» WORK INSTRUCTION: Every line with "utils" in it should be copied from the data.

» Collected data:
▽
PR #312, opened 2020-02-20
Fixed ogr migration errors

saisankargochhayat:
Addressing #310 #311


kebechet/source_management.py
```diff
@@ -173,7 +173,8 @@ def open_merge_request(
             merge_request = self.repository.create_pr(
                 commit_msg, body, "master", branch_name
             )
-            merge_request.add_label(labels)
+            _LOGGER.info(labels)
```
fridex: This one seems to be not that informative in the logs.

saisankargochhayat: Oh I missed that. Let me remove it.

PR #165, opened 2023-09-14
Dev/novelty detection

alexander-lynch:


configs/pipelines/detector_remax_convnext_novelty_detection.pipe
```diff
@@ -0,0 +1,139 @@
...
+    :chip_width                                1333
+    :chip_height                               800
+    :chip_step_height                          1100
+    :chip_step_width                           600
+    :chip_edge_filter                          -10
+    :batch_size                                1
+
+    block detector:detector_remax_convnext
+      # Network config, weights, and names
+      relativepath net_config  =               ../../../../src/packages/learn/learn/algorithms/MMDET/configs/convnext_extra_large_config.py
```
mattdawkins, line 91: Fix paths

configs/pipelines/detector_remax_dino_novelty_detection.pipe
```diff
@@ -0,0 +1,139 @@
...
+    :chip_height                               800
+    :chip_step_height                          1100
+    :chip_step_width                           600
+    :chip_edge_filter                          -10
+    :batch_size                                1
+
+    block detector:detector_remax_dino
+      # Network config, weights, and names
+      relativepath net_config  =               models/DINO_4scale_swin.py
+      relativepath weight_file =               [-MODEL-WEIGHTS-FILE] # ../../../../../pretrained_models/dino/pytorch_dino.pth
```
mattdawkins, line 92: Fix paths

configs/pipelines/train_detector_convnext_remax.viame_csv.conf
```diff
@@ -0,0 +1,71 @@
...
+block detector_trainer:ocv_windowed:trainer
+
+  # Trainer type
+  type = remax_convnext
+
+  # Number of GPUs to use, -1 indicates all
+  remax_convnext:gpu_count = 1
+  remax_convnext:remax_config_file = /home/local/KHQ/alexander.lynch/Projects/learn/VIAME/src/plugins/pytorch/remax/ReMax.yaml
+  remax_convnext:work_dir = /home/local/KHQ/alexander.lynch/Projects/learn/remax_testing
+  remax_convnext:output_directory = /home/local/KHQ/alexander.lynch/Projects/learn/remax_testing
```
mattdawkins, line 65: No absolute paths

configs/pipelines/train_detector_dino_remax.viame_csv.conf
```diff
@@ -0,0 +1,73 @@
...
+
+  # Trainer type
+  type = remax
+
+  # Number of GPUs to use, -1 indicates all
+  remax:gpu_count = 1
+  remax:model_checkpoint_file = /home/local/KHQ/alexander.lynch/Projects/learn/VIAME/src/configs/pipelines/models/pytorch_dino.pth
+  remax:work_dir = /home/local/KHQ/alexander.lynch/Projects/learn/remax_testing
+  remax:output_directory = /home/local/KHQ/alexander.lynch/Projects/learn/remax_testing
+  remax:debug_mode =
```
mattdawkins, line 66: No absolute paths

plugins/pytorch/CMakeLists.txt
```diff
@@ -75,3 +75,19 @@ if( VIAME_ENABLE_LEARN )
   add_subdirectory( cutler )
 
 endif()
+
+if( VIAME_ENABLE_REMAX )
```
mattdawkins, line 79: Where is this option defined? (with a cmake 'option()' command)

If this depends on the learn code, I would just use the VIAME_ENABLE_LEARN flag. If it adds few new dependencies and just depends on pytorch + some new dependencies, then a VIAME_ENABLE_PYTORCH-REMAX advanced flag would probably be best (see root cmake for other pytorch libs and how VIAME_ENABLE_PYTORCH-[SOMETHING] are defined, and also cmake/add_project_pytorch.cmake for how new packages are added). If no new dependencies then probably just use the pytorch flag as opposed to a new one.

plugins/pytorch/remax/model/ops/dist/MultiScaleDeformableAttention-1.0-py3.10-linux-x86_64.egg
mattdawkins, line 1: Binary files should not be checked into the build. Is this an external git subrepo with its own setup.py that should instead be added to packages/pytorch-libs?

mattdawkins (changes requested):
It looks like there's a 3rd party library checked into plugins/pytorch/remax/model/ops    - if this is a 3rd party repo mostly used as-is or with minor modifications, the preferred way to add it to the build would be a git submodule add to packages/pytorch-libs/[module-name] - if there's some changes to the repository, it can be make as a seperate repo under the VIAME group (or another) then that git url added to the superbuild instead of the original repository

configs/pipelines/detector_remax_dino_novelty_detection.pipe
alexander-lynch: What do you mean here? When we added the weights file parameter to the convnext model we used the [-MODEL-WEIGHTS-FILE] placeholder. What should go here instead?

plugins/pytorch/CMakeLists.txt
alexander-lynch: I moved the remax file based on cascade rcnn to the VIAME_ENABLE_LEARN file since it depends on that model. for the other two I added the flag to the highest level CMakeLists.txt file

alexander-lynch:
> It looks like there's a 3rd party library checked into plugins/pytorch/remax/model/ops - if this is a 3rd party repo mostly used as-is or with minor modifications, the preferred way to add it to the build would be a git submodule add to packages/pytorch-libs/[module-name] - if there's some changes to the repository, it can be make as a seperate repo under the VIAME group (or another) then that git url added to the superbuild instead of the original repository

I think it is used without any changes, but it looks like it is only a part of this repo https://github.com/fundamentalvision/Deformable-DETR/tree/main/models/ops is it easier to add the whole repo and then use just the part I want or to make the separate repo with just the parts we need and add that to the superbuild like you said?

configs/pipelines/detector_remax_dino_novelty_detection.pipe
mattdawkins: Pipeline files in the 'configs/pipelines' folder should be default pipelines which work without modification, if this is a template file with values that get filled in by a training routine, it should be in the 'templates' folder not here. Also the comment should be removed #../.../../..   as that has no relevance outside of 1 specific system, and I doubt the find replace string is something like [-MODEL-WEIGHTS-FILE] instead of [-MODEL-WEIGHTS-FILE-] or something symmetrical

plugins/pytorch/CMakeLists.txt
mattdawkins: I would argue again that there shouldn't be a VIAME_ENABLE_REMAX flag, either only a VIAME_ENABLE_PYTORCH-REMAX or not another new ENABLE_X root flag and just re-using the ENABLE_LEARN for this

mattdawkins:
If it's only a subcomponent of a much larger external repo, I could see adding just the subcomponent to either here (or the learn repo) as long as any licenses are preserved and not in violation, and a readme provided in the folder detailing where it came from (and copyrights not violated)

alexander-lynch:
I just checked the licenses of both this and the DINO repo I linked and they are both on Apache 2.0 licenses which should be fine for us. I can add the readme there alongside it.

plugins/pytorch/CMakeLists.txt
alexander-lynch: Okay I'm changing to just use the ENABLE_LEARN flag. There is a use case in which a user wants to use a DINO remax model that they wouldn't need to have LEARN stuff, but that is more a one off example.

configs/pipelines/detector_remax_dino_novelty_detection.pipe
alexander-lynch: I added the direct filepaths, I've been using the config/models/ folder to hold the config and checkpoint files. Is that the best place? It seems to be in the git ignore, so I assume I'll have to add the models somewhere else that will get pulled from.

plugins/pytorch/remax/model/ops/dist/MultiScaleDeformableAttention-1.0-py3.10-linux-x86_64.egg
alexander-lynch: there is a setup.py file in the folder. can that used instead of the github repo?

alexander-lynch:
I added in the readme from the original repo that was used. Is it okay to leave the files where I put them or should I put them in their own repo?

configs/pipelines/detector_remax_convnext_novelty_detection.pipe
mattdawkins: ../../../../src/packages/learn/learn/algorithms/MMDET/configs/convnext_extra_large_config.py is not a valid config path. When running from installers, there is no source directory. All models should be in the models directory underneath these files

configs/pipelines/train_detector_convnext_remax.viame_csv.conf
```diff
@@ -0,0 +1,70 @@
...
+  # Trainer type
+  type = remax_convnext
+
+  # Number of GPUs to use, -1 indicates all
+  remax_convnext:gpu_count = 1
+  relativepath remax_convnext:work_dir = ./
+  relativepath remax_convnext:output_directory = ./
+  remax_convnext:debug_mode = 
+  relativepath remax_convnext:feature_cache = model/convnext_test_features.pt
+  relativepath remax_convnext:net_config  = ../../../../src/packages/learn/learn/algorithms/MMDET/configs/convnext_extra_large_config.py
```
mattdawkins, line 67: fix path

plugins/pytorch/remax/model/ops/MultiScaleDeformableAttention.egg-info/SOURCES.txt
```diff
@@ -0,0 +1,12 @@
+setup.py
+/home/local/KHQ/alexander.lynch/Projects/learn/VIAME/build/install/lib/python3.7/site-packages/kwiver/sprokit/processes/pytorch/utils/model/ops/src/vision.cpp
+/home/local/KHQ/alexander.lynch/Projects/learn/VIAME/build/install/lib/python3.7/site-packages/kwiver/sprokit/processes/pytorch/utils/model/ops/src/cpu/ms_deform_attn_cpu.cpp
+/home/local/KHQ/alexander.lynch/Projects/learn/VIAME/build/install/lib/python3.7/site-packages/kwiver/sprokit/processes/pytorch/utils/model/ops/src/cuda/ms_deform_attn_cuda.cu
```
mattdawkins, line 4: Fix paths

mattdawkins (changes requested):

mattdawkins:
The original repository just with whatever changes (including reductions if it's only a small part of the repository) were made on top is much more ideal then copy and pasting them into VIAME as-is. That way (a) the history of the original formation of the files is preserved and (b) if external 3rd party changes are made to the same files (e.g. package updates) they can be easily merged into the code.

That said, if it's too long to do I can merge it with copy pasted as long as there's a readme and license there, it's just less ideal (I did it in one instance for example, but didn't in five others).

alexander-lynch:
I currently added everything in line with leaving the copy pasted repo in there just to have something that I think will work. I'm going to go back now and try and do it with the github repo way to see if I can get that working instead

PR #181, opened 2024-10-22
refactor: split logic into functional parts

Erotemic:
Refactor to make the logic more clear.

* Splits the single global-scope main into smaller functions

* The annotations mapping from a List to a List of Lists which has a specific structure now uses a List of dictionaries to make the structure more clear from reading the code.


mattdawkins:
This has been merged into next and built upon

mattdawkins (approved):

PR #182, opened 2024-11-18
Add json output option to calibrate_cameras.py (stereo support)

collinsr:
Add -j / --json option to tools/calibrate_cameras.py. The resulting json file can be loaded by kwiver's vital/io/camera_rig_io code.


collinsr:
@mattdawkins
△
» REPLY TO THE EXERCISE:
+/home/local/KHQ/alexander.lynch/Projects/learn/VIAME/build/install/lib/python3.7/site-packages/kwiver/sprokit/processes/pytorch/utils/model/ops/src/vision.cpp
+/home/local/KHQ/alexander.lynch/Projects/learn/VIAME/build/install/lib/python3.7/site-packages/kwiver/sprokit/processes/pytorch/utils/model/ops/src/cpu/ms_deform_attn_cpu.cpp
+/home/local/KHQ/alexander.lynch/Projects/learn/VIAME/build/install/lib/python3.7/site-packages/kwiver/sprokit/processes/pytorch/utils/model/ops/src/cuda/ms_deform_attn_cuda.cu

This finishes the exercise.